- Coat of arms
- Coordinates (Brojce): 53°57′24″N 15°22′2″E﻿ / ﻿53.95667°N 15.36722°E
- Country: Poland
- Voivodeship: West Pomeranian
- County: Gryfice
- Seat: Brojce

Area
- • Total: 118.06 km^{2} (45.58 sq mi)

Population (2006)
- • Total: 3,658
- • Density: 30.98/km^{2} (80.25/sq mi)
- Website: http://www.brojce.net.pl/

= Gmina Brojce =

Gmina Brojce is a rural gmina (administrative district) in Gryfice County, West Pomeranian Voivodeship, in north-western Poland. Its seat is the village of Brojce, which lies approximately 12 km north-east of Gryfice and 80 km north-east of the regional capital Szczecin.
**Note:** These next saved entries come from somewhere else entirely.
PR #3129, opened 2026-08-22
ci(throughput): re-home no-pg/no-cargo gates to GitHub-hosted; keep tier + warm-cache jobs self-hosted

alphaonedev:
Closes #3128

## The problem

#3109 (merged as `15fe44e4`) re-homed CI onto the self-hosted enterprise-fed fleet **wholesale** — **39 job definitions / 43 expanded** onto **six** runner instances (four `linux-fed` on one Linux host, two `macos-fed` on one macOS host) shared across every open pull request, with no priority ordering.

`Classify changes` was among them. It is the **root of `ci.yml`'s `needs:` graph** — `lint`, `actionlint`, `msrv`, `check` (×4), `postgres-feature`, `mobile-cross-compile` (×2), `sal-feature`, `vectorlite-feature` and `dockerfile-validate` all wait on it — so while it sat `queued`, the four REQUIRED `Check (…)` legs could not start at all. With 7 PRs open, whole runs sat queued 40+ minutes. Head-of-line blocking on the one job that must never wait.

The slots were largely spent on jobs the fleet does nothing for: all 22 `c8-precheck.yml` gates are `bash scripts/check-*.sh` over the checked-out tree, and `actionlint`, `Dockerfile build (no push)`, `Build-script custom-build ledger gate (#2635)` and `Surface stability (load-bearing symbols)` are the same shape.

## The rule

Stated **once**, at the head of `.github/workflows/ci.yml`; every re-homed job carries a `# RUNNER PLACEMENT` comment citing it.

| Class | Test | Home |
|---|---|---|
| `pg-tier` | reads the node-local tier-URL file, `CREATE DATABASE`s an ephemeral db on `:5445`, or points `AI_MEMORY_TEST_POSTGRES_URL` / `AI_MEMORY_TEST_AGE_URL` at it | self-hosted |
| `warm-cache` | `cargo build` / `test` / `clippy` over a non-trivial slice of the crate, where warm-vs-cold is minutes | self-hosted |
| `script-only` | everything else — `bash scripts/check-*.sh`, git/grep/python3, container-action steps, dependency-graph *resolution* that never compiles, Docker builds whose layer cache is `type=gha` | `ubuntu-latest` |

Plus one absolute: **a job that other jobs `needs:` must never be self-hosted unless it is itself `pg-tier` or `warm-cache`.** A queued decider stalls its whole graph.

## Placement — before / after

[...]

PR #3137, opened 2026-08-22
fix(ci): bench --report-only — CLI smoke must not be a perf gate on non-reference hardware

alphaonedev:
## Defect

`cmd_bench` (`src/daemon_runtime.rs`) `anyhow::bail!`s whenever ANY operation's measured p95 exceeds its `target_p95_ms` by more than 10% (`budget_failed`). **Two** integration tests ran `bench` and asserted `status.success()`, so both were **undeclared performance gates living inside the required `Check` matrix**.

The one that fired: `tests/integration.rs::test_cli_smoke_canonical_paths` step 19. Measured by Fable on CI run [32556214239](https://github.com/alphaonedev/ai-memory-mcp/actions/runs/32556214239), job **`Check (linux-fed,sqlite)`** on runner **f2-linux-fed-2** — it ran while the rest of the suite had the box at **load 36** and panicked at `tests/integration.rs:12447` ("bench failed"). On GitHub-hosted VMs the same step ran isolated and passed.

`PERFORMANCE.md` pins the budgets to reference hardware (`ubuntu-latest`, hardware multiplier 1.0), and the performance gate is **one dedicated job** — `.github/workflows/bench.yml`, which builds `--release` and runs the workload as that job's only work. A debug binary on a contended shared runner measures nothing about the performance contract.

## Change

1. **`BenchArgs` gains `--report-only`.** Every operation is still measured and its `pass`/`fail` status still printed, and regression rows still render. `"report_only": true` is added to the `--json` envelope and a one-line notice goes to **stderr** in table mode (mirroring the existing `--history` notice, so the rendered table on stdout stays byte-identical). Only the process verdict changes. The doc comment states why.
2. **The verdict moves into the pure `bench::verdict`** (`src/bench.rs`) so the fatal-vs-advisory decision is unit-testable without spawning the binary. Fatal semantics are **byte-identical when the flag is absent** — the same three message shapes (budget / regression / both). `--report-only` downgrades BOTH `budget_failed` and `regression_failed` to advisory.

The gmina covers an area of 118.06 km2, and as of 2006 its total population is 3,658.

== Villages ==
Gmina Brojce contains the villages and settlements of Bielikowo, Brojce, Cieszyce, Dargosław, Darżewo, Grąd, Kiełpino, Łatno, Mołstówko, Mołstowo, Pruszcz, Przybiernowo, Raciborów, Smokęcino, Stołąż, Strzykocin, Tąpadły, Uniestowo and Żukowo.

== Neighbouring gminas ==
Gmina Brojce is bordered by the gminas of Gryfice, Płoty, Rymań, Siemyśl and Trzebiatów.